# Question about cutting edges.



## watchamakalit (Jan 11, 2004)

Are they made from any thing special? Or can I just get the proper size steel and drill the mounting holes and bolt it up? If it makes a diff. I have a meyer ST90 7.5'


----------



## Midnight (Sep 7, 2003)

I just use 6 x 1/2 cold roll and it works fine.


----------



## Detroitdan (Aug 15, 2005)

I've bought them at Parts Plus before, cheap enough for me when you figure in how long it takes to drill holes through 1/2 inch stock.


----------



## JTW (Sep 12, 2005)

I made one last week for the 10' blade on the 6 wheeler. Used 3/4x6 cold roll and it took me about 30 minutes to drill the 12 3/4" holes in it. Of course I also work in a machine shop part time


----------



## Acmemechanic (Aug 27, 2005)

watchamakalit said:


> Are they made from any thing special? Or can I just get the proper size steel and drill the mounting holes and bolt it up? If it makes a diff. I have a meyer ST90 7.5'


I ve been fabricating my own for years and let me say about a $100.00 saved is just like earning it.payup payup


----------



## Detroitdan (Aug 15, 2005)

Well, how much is 8 feet of cold roll?

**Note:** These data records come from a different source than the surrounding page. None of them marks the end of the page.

Issue #758, opened 2017-07-02
Test for memory leakages


krizhanovsky:
Need to develop a long running test for catching memory leaks like https://github.com/tempesta-tech/tempesta/issues/691 . This should be part of long running tests, so depends on [CI (#484)](https://github.com/tempesta-tech/tempesta/issues/484).

PR #870, opened 2017-12-08
Add tests against memory leaks

vladtcvs:
#758

### DIFF
--- a/tempesta_fw/t/functional/leaks/test_leak.py
+++ b/tempesta_fw/t/functional/leaks/test_leak.py
@@ -1,0 +1,144 @@
+"""
+Testing for memory leaks
+"""
+
+__author__ = 'Tempesta Technologies, Inc.'
+__copyright__ = 'Copyright (C) 2017 Tempesta Technologies, Inc.'
+__license__ = 'GPL2'
+
+import unittest
+import re
+from time import sleep
+
+from testers import stress
+from helpers import tf_cfg, control, tempesta, remote
+
+def drop_caches():
+    """ Drop caches """
+    remote.tempesta.run_cmd("echo 3 > /proc/sys/vm/drop_caches")
+    sleep(1)
+
+def file_exists(remote_file):
+    """ Check existance of file on Tempesta host """
+    check_cmd = "if [ -e %s ]; then echo -n yes; fi" % remote_file
+    [stdout, stderr] = remote.tempesta.run_cmd(check_cmd)
+    if stdout != "yes":
+        return False
+    return True
+
+def has_kmemleak():
+    """ Check presence of kmemleak """
+    return file_exists("/sys/kernel/debug/kmemleak")
+
+def has_meminfo():
+    """ Check presence of meminfo """
+    return file_exists("/proc/meminfo")
+
+def read_kmemleaks():
+    """ Get amount of kmemleak records """
+    kmemleakfile = "/sys/kernel/debug/kmemleak"
+    if not has_kmemleak():
+        tf_cfg.dbg(1, "kmemleak file does not exists")
+        return -1
+    cmd = "cat %s | grep \"unreferenced object\" | wc -l" % kmemleakfile
+    [stdout, stderr] = remote.tempesta.run_cmd(cmd)
+    return int(stdout)
+
+def get_memory_line(name):
+    """ Get value from /proc/meminfo """
+    if not has_meminfo():
+        return -1
+    [stdout, stderr] = remote.tempesta.run_cmd("cat /proc/meminfo")
+    line = re.search("%s:[ ]+([0-9]+)" % name, stdout)
+    if line:
+        return int(line.group(1))
+    return -1
+
+def slab_memory():
+    """ Get amount of slab used memory """
+    drop_caches()
+    slabmem = get_memory_line("Slab")
+    return slabmem
+
+def used_memory():
+    """ Measure total memory usage """
+    drop_caches()
+    totalmem = get_memory_line("MemTotal")
+    if totalmem == -1:
+        return -1
+    freemem = get_memory_line("MemFree")
+    if freemem == -1:
+        return -1
+    return totalmem - freemem
+
+class LeakTest(stress.StressTest):
+    """ Leaks testing """
+    config = 'cache 0;\n'
+    backend_connections = 10
+    memory_leak_thresold = 32*1024 # in kib
+
+    def assert_tempesta(self):
+        """ We don't check that traffic is parsed correctly. Only detect leaks. """
+
+    def assert_clients(self):
+        """ Check only traffic size. We don't need to check responses. """
+        cl_req_cnt = 0
+        cl_conn_cnt = 0
+        for client in self.clients:
+            req, err = client.results()
+            cl_req_cnt += req
+            cl_conn_cnt += client.connections * self.pipelined_req
+        exp_min = cl_req_cnt
+        exp_max = cl_req_cnt + cl_conn_cnt
+        self.assertTrue(
+            self.tempesta.stats.cl_msg_received >= exp_min and
+            self.tempesta.stats.cl_msg_received <= exp_max,
+            "Wrong cl_msg_received"
+        )
+
+    def create_servers(self):
+        """ Overrirde to create needed amount of upstream servers. """
+        port = tempesta.upstream_port_start_from()
+        self.servers = [control.Nginx(listen_port=port)]
+        for server in self.servers:
+            server.config.set_ka(self.backend_connections)
+
+    def test_kmemleak(self):
+        """ Detecting leaks with kmemleak """
+        if not has_kmemleak():
+            self.tempesta = None
+            self.servers = None
+            return unittest.TestCase.skipTest(self, "No kmemleak")
+
+        kml1 = read_kmemleaks()
+        self.generic_test_routine(self.config)
+        kml2 = read_kmemleaks()
+        self.assertTrue(kml1 == kml2)
+
+    def test_slab_memory(self):
+        """ Detecting leaks with slab memory measure """
+        if not has_meminfo():
+            self.tempesta = None
+            self.servers = None
+            return unittest.TestCase.skipTest(self, "No meminfo")
+
+        used1 = slab_memory()
+        self.generic_test_routine(self.config)
+        self.tearDown()
+        used2 = slab_memory()
+        tf_cfg.dbg(2, "used %i kib of slab memory=%s kib - %s kib" % (used2 - used1, used2, used1))
+        self.assertTrue(used2 - used1 < self.memory_leak_thresold)
+
+    def test_used_memory(self):
+        """ Detecting leaks with total used memory measure """
+        if not has_meminfo():
+            self.tempesta = None
+            self.servers = None
+            return unittest.TestCase.skipTest(self, "No meminfo")
+
+        used1 = used_memory()
+        self.generic_test_routine(self.config)
+        self.tearDown()
+        used2 = used_memory()
+        tf_cfg.dbg(2, "used %i kib of memory = %s kib - %s kib" % (used2 - used1, used2, used1))
+        self.assertTrue(used2 - used1 < self.memory_leak_thresold)
--- a/tempesta_fw/classifier.h
+++ b/tempesta_fw/classifier.h
@@ -29,7 +29,11 @@
 #include "connection.h"
 
 /* Size of classifier private cliet accounting data. */
+#ifdef CONFIG_DEBUG_LOCK_ALLOC
+#define TFW_CLASSIFIER_ACCSZ	512
+#else
 #define TFW_CLASSIFIER_ACCSZ	256
+#endif
 
 typedef struct { char _[TFW_CLASSIFIER_ACCSZ]; } TfwClassifierPrvt;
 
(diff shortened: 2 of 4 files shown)


tempesta_fw/t/functional/leaks/test_leak.py
```diff
@@ -0,0 +1,110 @@
...
+        backend_connections = 10
+        memory_leak_thresold = 16*1024 # in kib
+
+        def read_kmemleaks(self):
+                """Get amount of kmemleak records"""
+                kmemleakfile = "/sys/kernel/debug/kmemleak"
+                if not os.path.isfile(kmemleakfile):
+                        return -1
+                echocmd = "cat %s | grep \"unreferenced object\" | wc -l" % kmemleakfile
+                proc = subprocess.Popen(["sh", "-c", echocmd], stdout=subprocess.PIPE, stderr=subprocess.PIPE)
```
ikoveshnikov: The test is going to work only if TempestFW and test framework are running on the same host. In all other cases the test will provide useless data with possible false positives. Please see `remote.py` to see, how to run the command on target host (`control.py/Tempesta`, `control.py/Nginx` and many other classes use that approach)

tempesta_fw/t/functional/leaks/test_leak.py
```diff
@@ -0,0 +1,110 @@
...
+                result = proc.stdout.read()
+                return int(result)
+
+        def assert_tempesta(self):
+                """Memory leaks detecting"""
+
+        def assert_clients(self):
+                """ Do nothing """
```
ikoveshnikov: I think the reason of multiple assertion disabling must be documented in class doc string. So you won't need the same comment in every `assert_*()` method. As long as i know, it's common for python to form functions with void body like below:
```
def func():
    pass
```

Also, please, use only one style for the comments. I mean spaces after quotes.

tempesta_fw/t/functional/leaks/test_leak.py
```diff
@@ -0,0 +1,110 @@
...
+                kmemleakfile = "/sys/kernel/debug/kmemleak"
+                if not os.path.isfile(kmemleakfile):
+                        return -1
+                echocmd = "cat %s | grep \"unreferenced object\" | wc -l" % kmemleakfile
+                proc = subprocess.Popen(["sh", "-c", echocmd], stdout=subprocess.PIPE, stderr=subprocess.PIPE)
+                result = proc.stdout.read()
+                return int(result)
+
+        def assert_tempesta(self):
+                """Memory leaks detecting"""
```
ikoveshnikov: We need to check at least some counters, just to check, that traffic was actually generated and forwarded. same for `assert_clients()`.

tempesta_fw/t/functional/leaks/test_leak.py
```diff
@@ -0,0 +1,110 @@
...
+import psutil
+from time import sleep
+
+import unittest
+from testers import stress
+from helpers import tf_cfg, control, tempesta
+
+
+class LeakTest(stress.StressTest):
+        """ Leaks testing """
```
ikoveshnikov: Please, run `pylint2` tool before sending patches. the tool reports of multiple warnings and errors on this file.

tempesta_fw/t/functional/leaks/test_leak.py
```diff
@@ -0,0 +1,110 @@
...
+                port = tempesta.upstream_port_start_from()
+                self.servers = [control.Nginx(listen_port=port, ka=self.backend_connections)]
+
+        def test_kmemleak(self):
+                """Detecting leaks with kmemleak"""
+                kml1 = self.read_kmemleaks()
+                self.generic_test_routine(self.config)
+                kml2 = self.read_kmemleaks()
+                if kml1 == -1 or kml2 == -1:
+                        return
```
ikoveshnikov: I think, the test must report warning if `kmemleack` is not accessible.

tempesta_fw/t/functional/leaks/test_leak.py
```diff
@@ -0,0 +1,110 @@
...
+                self.assertTrue(kml1 == kml2)
+
+        def drop_caches(self):
+                """Drop caches"""
+                dcfile = open("/proc/sys/vm/drop_caches", "w")
+                dcfile.write("3")
+                dcfile.close()
```
ikoveshnikov: Same as above, the function may (and should) be run on remote node. I see many problems of the same time below, all of them should be fixed.

tempesta_fw/t/functional/leaks/test_leak.py
```diff
@@ -0,0 +1,110 @@
...
+                lines = meminfo.readlines()
+                slabmem = -1
+                for line in lines:
+                        if line.startswith("Slab:"):
+                                split = line.split(" ")
+                                split = filter(None, split)
+                                if len(split) != 3:
+                                        break
+                                mem = split[1]
+                                slabmem = int(mem)
```
ikoveshnikov: The single `re.search()` call may help to get rid of the whole loop.

tempesta_fw/t/functional/leaks/test_leak.py
```diff
@@ -0,0 +1,110 @@
...
+                return slabmem
+
+        def test_slab_memory(self):
+                """Detecting leaks with slab memory measure"""
+                used1 = self.slab_memory()
+                self.generic_test_routine(self.config)
+                self.tearDown()
+                used2 = self.slab_memory()
+                if used1 == -1 or used2 == -1:
+                        return
```
ikoveshnikov: Same as above, print the warning if required data is not accessible. If the tests is not reasonable without it, throw a test error exception.

tempesta_fw/t/functional/leaks/test_leak.py
```diff
@@ -0,0 +1,110 @@
...
+"""
+
+__author__ = 'Tempesta Technologies, Inc.'
+__copyright__ = 'Copyright (C) 2017 Tempesta Technologies, Inc.'
+__license__ = 'GPL2'
+
+import os.path
+import subprocess
+
+import psutil
```
ikoveshnikov: Pylint2: `E: 12, 0: Unable to import 'psutil' (import-error)`. It's a new library required for the tests. Update to Readme is required.

tempesta_fw/t/functional/helpers/control.py
```diff
@@ -326,11 +326,11 @@ def stop(self):
 
 class Nginx(object):
 
-    def __init__(self, listen_port, workers=1):
+    def __init__(self, listen_port, workers=1, ka=100):
```
ikoveshnikov: I don't see clear reason in this change. `Nginx.Config` class has method to configure keep alive settings, which requires _two_ parameters. Here we pass only one of them.

tempesta_fw/t/functional/leaks/test_leak.py
vladtcvs: fixed

tempesta_fw/t/functional/leaks/test_leak.py
vladtcvs: fixed

tempesta_fw/t/functional/leaks/test_leak.py
vladtcvs: fixed

tempesta_fw/t/functional/helpers/control.py
vladtcvs: fixed

tempesta_fw/t/functional/leaks/test_leak.py
vladtcvs: fixes

tempesta_fw/t/functional/leaks/test_leak.py
vladtcvs: fixes

tempesta_fw/t/functional/leaks/test_leak.py
vladtcvs: fixed

tempesta_fw/t/functional/leaks/test_leak.py
vladtcvs: ашчув

tempesta_fw/t/functional/leaks/test_leak.py
vladtcvs: Hm, in original assert_tempesta() there is no such checks...

tempesta_fw/t/functional/helpers/control.py
```diff
@@ -258,13 +259,17 @@ def start(self):
         cmd = '%s/scripts/tempesta.sh --start' % self.workdir
         env = { 'TFW_CFG_PATH': self.config_name }
         self.node.run_cmd(cmd, timeout=30, env=env, err_msg=(self.err_msg % 'start'))
+        self.state = "started"
```
ikoveshnikov: I have tried such approach, it also has an issue. Imagine, you've interrupted (repeated `^C`) a test just in the middle. Then TempestaFW and Nginx will remain alive. If you try to start a new test it will be failed on `setUp()` due to errors on starting TempestaFW and Nginx. Without saving the state you can simply run the same test once again to cleanup the environment.

The problem @intelfx highlighted - exceptions in `tearDown()`, which makes clenup procedure  interrupted if  one of it's steps failed. Every `node.run_cmd()` call may throw an exception and storing the state actually doesn't solve the problem. I even think, that it doesn't provide any advantages.

tempesta_fw/t/functional/leaks/test_leak.py
```diff
@@ -0,0 +1,138 @@
...
+            return -1
+        cmd = "cat %s | grep \"unreferenced object\" | wc -l" % kmemleakfile
+        [stdout, stderr] = self.tempesta.node.run_cmd(cmd)
+        return int(stdout)
+
+    def get_memory_line(self, name):
+        """ Get value from /proc/meminfo """
+        [stdout, stderr] = self.tempesta.node.run_cmd("cat /proc/meminfo")
+        line = re.search("%s:[ ]+([0-9]+)" % name, stdout)
+        if len(line.groups()) == 0:
```
ikoveshnikov: simple `if line:` is enough here.

tempesta_fw/t/functional/leaks/test_leak.py
```diff
@@ -0,0 +1,138 @@
...
+        cl_conn_cnt = 0
+        for client in self.clients:
+            req, err = client.results()
+            cl_req_cnt += req
+            cl_conn_cnt += client.connections * self.pipelined_req
+        exp_min = cl_req_cnt
+        exp_max = cl_req_cnt + cl_conn_cnt
+        self.assertTrue(
+            self.tempesta.stats.cl_msg_received >= exp_min and
+            self.tempesta.stats.cl_msg_received <= exp_max
```
ikoveshnikov: Please provide assert message, it'll be easier to get, what is wrong with the test

tempesta_fw/t/functional/leaks/test_leak.py
```diff
@@ -0,0 +1,138 @@
...
+        )
+
+    def create_clients(self):
+        """ Override to set desired list of benchmarks and their options. """
+        self.clients = [control.Wrk()]
```
ikoveshnikov: The function is absolutely the same as in the base class.

tempesta_fw/t/functional/leaks/test_leak.py
```diff
@@ -0,0 +1,138 @@
...
+        self.assertTrue(kml1 == kml2)
+
+    def test_slab_memory(self):
+        """ Detecting leaks with slab memory measure """
+        used1 = self.slab_memory()
+        if used1 == -1:
+            tf_cfg.dbg(1, "slab memory can't be measured")
+            return
+        self.generic_test_routine(self.config)
+        self.tempesta.stop()
```
ikoveshnikov: Ah, I see. You save state of TempestaFW in order not to stop already stopped system during `tearDown()`. It's also possible to set `self.tempesta = None` for the same aim. I believe, we should also stop all servers before measuring free memory since servers can be started on the same node.

tempesta_fw/t/functional/helpers/control.py
```diff
@@ -241,7 +241,6 @@ def clients_parallel_load(client, count=None):
 
 
 class Tempesta(object):
-
```
ikoveshnikov: Better to leave this line here.

tempesta_fw/t/functional/helpers/control.py
```diff
@@ -325,7 +324,6 @@ def stop(self):
 #-------------------------------------------------------------------------------
 
 class Nginx(object):
-
```
ikoveshnikov: Better to leave this line here.

tempesta_fw/t/functional/leaks/test_leak.py
```diff
@@ -0,0 +1,144 @@
...
+        return -1
+    freemem = get_memory_line("MemFree")
+    if freemem == -1:
+        return -1
+    return totalmem - freemem
+
+class LeakTest(stress.StressTest):
+    """ Leaks testing """
+    config = 'cache 0;\n'
+    backend_connections = 10
```
ikoveshnikov: Variable name doesn't correctly represent it's sense. `keepalive_requests` or something like that is more suitable naming.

I was figuring on my time with a 1/2 electric drill and a couple bits, versus I think it was around $70 last time I bought one. Is a cutting edge actually cold rolled steel, or is it a little harder? Best idea I ever heard was a buddy of mine put a carbide edge on with a steel one over it. That way the steel kept the carbide from cracking or shattering, at the same time the carbide kept the steel from wearing down fast.


----------



## watchamakalit (Jan 11, 2004)

Thanks for the input guys.


----------



## Mowerpan (Jan 31, 2005)

I went to the local scrap yard and got a 5x 3/8 inch thick piece of steel. Torch it to 7 feet, and had my friend drill holes with drill press. He said the steel musta been hardened or something as it bound up there Huge drill press and he had to sharper the bit after every hole and the bandsaw even leaving it go for an hour barely scratched it so he had to torch it. Total cost of mine=14 for piece of steel with a lil rust on it, and 4 bucks as i bought my friend a meal as a thanks. For less then 20 bucks i was happy


----------



## ta3834bbl (Dec 4, 2004)

I was going to make my own at work as I have 3/8" and 1/2" hardened steel, but those square carriage bolt holes made me think otherwise. At work I have access to a 12 foot shear and other large machine tools but for $93 bucks for a 8' x 6" x 1/2" cutting blade that will bolt right up in 10 minutes, CPW was an easy decision for me. Not to mention CPW is about 1 hour away from me and only about 15 minutes from where I work.


----------



## danno (Sep 16, 2004)

There is definite difference in hardness in a "real" cutting blade. I had to drill 1/2" holes and went through numerous, different size, "new" drill bits,to complete the job.


----------



## LINY Rob (Oct 5, 2004)

you dont want the hardest steel you can find, cutting edges are made of high carbon steel

considering how long a cutting edge costs- unless you have a fleet of trucks I would just spend the $65-$100 or so on one and call it a day

maybe if your getting the steel for nothing and you dont value your time I guess it pays to make your own.


----------



## go plow (Dec 14, 2004)

i would have to say that if i spent 150 for a cutting edge,that i know will last a few winters vs $75 for 6x1/2 flat stock that in about two storms will be about 4 inches.. its a no brainer!!!!!!


----------



## justme- (Dec 28, 2004)

Acmemechanic said:


> I ve been fabricating my own for years and let me say about a $100.00 saved is just like earning it.payup payup


So what's your time worth then? If it costs you 3 hours to cut and drill it, and the steel stock was free you paid yourself $33/hour. Now figure the standard cost of steel to buy the stock at about, what, $65 for a 6x10x5/8 and you spent more in time than the edge cost to buy.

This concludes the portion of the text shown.